Dynamic Quantum Optimal Communication Topology Design for Consensus Control in Linear Multi-Agent Systems
Milad Hasanzadeh, Amin Kargarian
TL;DR
The paper addresses online design of communication topologies for linear multi-agent systems achieving consensus. It formulates topology selection as a practical MIQP with flow-based connectivity and degree penalties, then proposes a three-block ADMM that isolates a convex $(z,f)$ subproblem, a binary proxy $r$, and a simple auxiliary update, delegating the binary core to a QUBO solved by QITE. This integration yields time-varying Laplacians $L_k$ that sustain first- and second-order consensus while keeping topologies connected and degree-bounded, with numerical results showing costs comparable to classical solvers. Overall, the work demonstrates a feasible pathway to embed near-term quantum optimization within closed-loop distributed control architectures, enabling quantum-assisted topology optimization for MASs.
Abstract
This paper proposes a quantum framework for the design of communication topologies in consensus-based multi-agent systems. The communication graph is selected online by solving a mixed-integer quadratic program (MIQP) that minimizes a cost combining communication and distance penalties with degree-regularization terms, while enforcing exact connectivity through a flow-based formulation. To cope with the combinatorial complexity of this NP-hard problem, we develop a three-block ADMM scheme that decomposes the MIQP into a convex quadratic program in relaxed edge and flow variables, a pure binary unconstrained subproblem, and a closed-form auxiliary update. The binary subproblem is mapped to a quadratic unconstrained binary optimization (QUBO) Hamiltonian and approximately solved via quantum imaginary time evolution (QITE).
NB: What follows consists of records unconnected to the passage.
PR #2255, opened 2021-03-29
TLS session cache update

catalinr-m:
I'll explain my changes:
- Removed:
  - Management of "used" state of cached sessions.
  - Session timeout mechanism managed by LWS; this was inaccurate, as custom session timeout must be set for each session, to be visible by the server etc.
- Added support for session timeout, using  SSL_SESSION existing features. No other special handling is needed for it, as described [here](https://security.stackexchange.com/a/182636):
  > After the timeout the session will no longer be accepted for reuse. Note that this does not mean that a current session will be shutdown, only that a new handshake with this session will not result in a session reuse.

(Still pending: test code)


lws-team:
Thanks, I squashed this into the earlier patch on main (and fixed the author...).  It'll be great if we can confirm it's working and staying working with the test.

catalinr-m:
Thanks!
I've fetched `main` and the lib builds fine, but tests fail with
```
[ 98%] Building C object test-apps/CMakeFiles/test-client.dir/test-client.c.o
[100%] Linking C executable ../bin/libwebsockets-test-client
/usr/bin/ld: lib/libssl.a(ssl_key_share.o): in function `bssl::(anonymous namespace)::X25519KeyShare::~X25519KeyShare()':
ssl_key_share.cc:(.text._ZN4bssl12_GLOBAL__N_114X25519KeyShareD0Ev+0x5): undefined reference to `operator delete(void*)'
lib/libssl.a(ssl_key_share.o): in function `bssl::(anonymous namespace)::CECPQ2KeyShare::~CECPQ2KeyShare()':
ssl_key_share.cc:(.text._ZN4bssl12_GLOBAL__N_114CECPQ2KeyShareD0Ev+0x5): undefined reference to `operator delete(void*)'
/usr/bin/ld: lib/libssl.a(ssl_key_share.o): in function `bssl::(anonymous namespace)::ECKeyShare::~ECKeyShare()':
ssl_key_share.cc:(.text._ZN4bssl12_GLOBAL__N_110ECKeyShareD0Ev+0x34): undefined reference to `operator delete(void*)'
/usr/bin/ld: lib/libssl.a(ssl_key_share.o):(.data.rel.ro._ZTVN4bssl11SSLKeyShareE[_ZTVN4bssl11SSLKeyShareE]+0x20): undefined reference to `__cxa_pure_virtual'
/usr/bin/ld: lib/libssl.a(ssl_key_share.o):(.data.rel.ro._ZTVN4bssl11SSLKeyShareE[_ZTVN4bssl11SSLKeyShareE]+0x28): undefined reference to `__cxa_pure_virtual'
/usr/bin/ld: lib/libssl.a(ssl_key_share.o):(.data.rel.ro._ZTVN4bssl11SSLKeyShareE[_ZTVN4bssl11SSLKeyShareE]+0x38): undefined reference to `__cxa_pure_virtual'
collect2: error: ld returned 1 exit status
make[2]: *** [test-apps/CMakeFiles/test-client.dir/build.make:89: bin/libwebsockets-test-client] Error 1
make[1]: *** [CMakeFiles/Makefile2:1392: test-apps/CMakeFiles/test-client.dir/all] Error 2
make: *** [Makefile:163: all] Error 2
```
This is with ` -DLWS_WITHOUT_SERVER=ON`. When including the server, there are even more errors.

Am I doing something wrong?

lws-team:
Not sure where your C++ tests come from, but it's not lws afaik.

catalinr-m:
The tests can only come from LSW repo. Maybe the problem is with `libssl` that is being used...

lws-team:
It looks like you built boringssl specifically with some dangling c++ std library guts hanging out of it.

Working with boringssl is difficult due to it trying to exactly look like, and conflicting with openssl on the same box.

catalinr-m:
Yes, it is `borringssl` (the one used by `webrtc`). With or without `-DLWS_WITH_BORINGSSL=ON` makes no difference, which is even more confusing..

lws-team:
Boringssl manifests itself with exactly <openssl/ssl.h>, and libssl.so / libcrypto.so, the WITH_BORINGSSL is mainly for UI indication.  That is why it's difficult to work with when the build machine has its own copy of openssl going around.

Here's some notes about how I built it and bound lws to it

https://libwebsockets.org/git/libwebsockets/tree/READMEs/README.lsq.md?h=lsq

Check with ldd what your boringssl libs are binding to or not being able to bind to.  On my local build of it described above, its bindings look like

```
ldd /projects/boringssl/build/ssl/libssl.so 
	linux-vdso.so.1 (0x00007ffc353dd000)
	libcrypto.so => /projects/boringssl/build/crypto/libcrypto.so (0x00007fdec1819000)
	libpthread.so.0 => /lib64/libpthread.so.0 (0x00007fdec17d4000)
	libstdc++.so.6 => /lib64/libstdc++.so.6 (0x00007fdec15b5000)
	libm.so.6 => /lib64/libm.so.6 (0x00007fdec1471000)
	libgcc_s.so.1 => /lib64/libgcc_s.so.1 (0x00007fdec1456000)
	libc.so.6 => /lib64/libc.so.6 (0x00007fdec1287000)
	/lib64/ld-linux-x86-64.so.2 (0x00007fdec1ac6000)
```

it seems your build is unsatisfied in the C++ department and expecting the lws link to satisfy it... it won't because lws is just C.  So you must make sure it binds to what it needs at boringssl build time.

catalinr-m:
Thanks!
The build here already uses `-DLWS_OPENSSL_INCLUDE_DIRS` and `-DLWS_OPENSSL_LIBRARIES`, which helped building the lib. I guess no one ever built the test app or examples...
Anyway, no luck with boringssl, no matter which cmake options and linker flags I used, but I eventually managed to build LWS and test app using system openssl. Well, with one small tweak: unless I defined `-DLWS_WITHOUT_SERVER=ON`, build failed with the following error:
```
libwebsockets/lib/tls/openssl/openssl-server.c: In function ‘lws_tls_server_certs_load’:
libwebsockets/lib/tls/openssl/openssl-server.c:454:38: error: dereferencing pointer to incomplete type ‘lws_tls_ctx’ {aka ‘struct ssl_ctx_st’}
  454 |  x = sk_X509_value(vhost->tls.ssl_ctx->extra_certs, 0);
      |                                      ^~
```

lws-team:
> I guess no one ever built the test app or examples...

What are you talking about?  The CI builds and runs them in hundreds of diffetent scenarios.

https://libwebsockets.org/sai/index.html

...including against boringssl, where it runs dozens of minimal examples via ctest, eg

https://libwebsockets.org/sai/index.html?task=8aef0c6e6cca865751638140ec6028ca95c234f540ab72967daefac635169046

If I met a situation where it worked before and then my build broke with mysterious errors around a selfbuilt dependent lib, I would think about deleting my CMakeCache.txt and redoing that from scratch before making up other explanations.

catalinr-m:
> What are you talking about?

Sorry, it got out the wrong way. I meant no one _here_ ever built them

The resulting time-varying, optimizer-generated Laplacians are applied to linear first- and second-order consensus dynamics. Numerical simulations on networks demonstrate that the proposed method produces connected topologies that satisfy degree constraints, achieve consensus, and incur costs comparable to those of classical mixed-integer solvers, thereby illustrating how quantum algorithms can be embedded as topology optimizers within closed-loop distributed control architectures.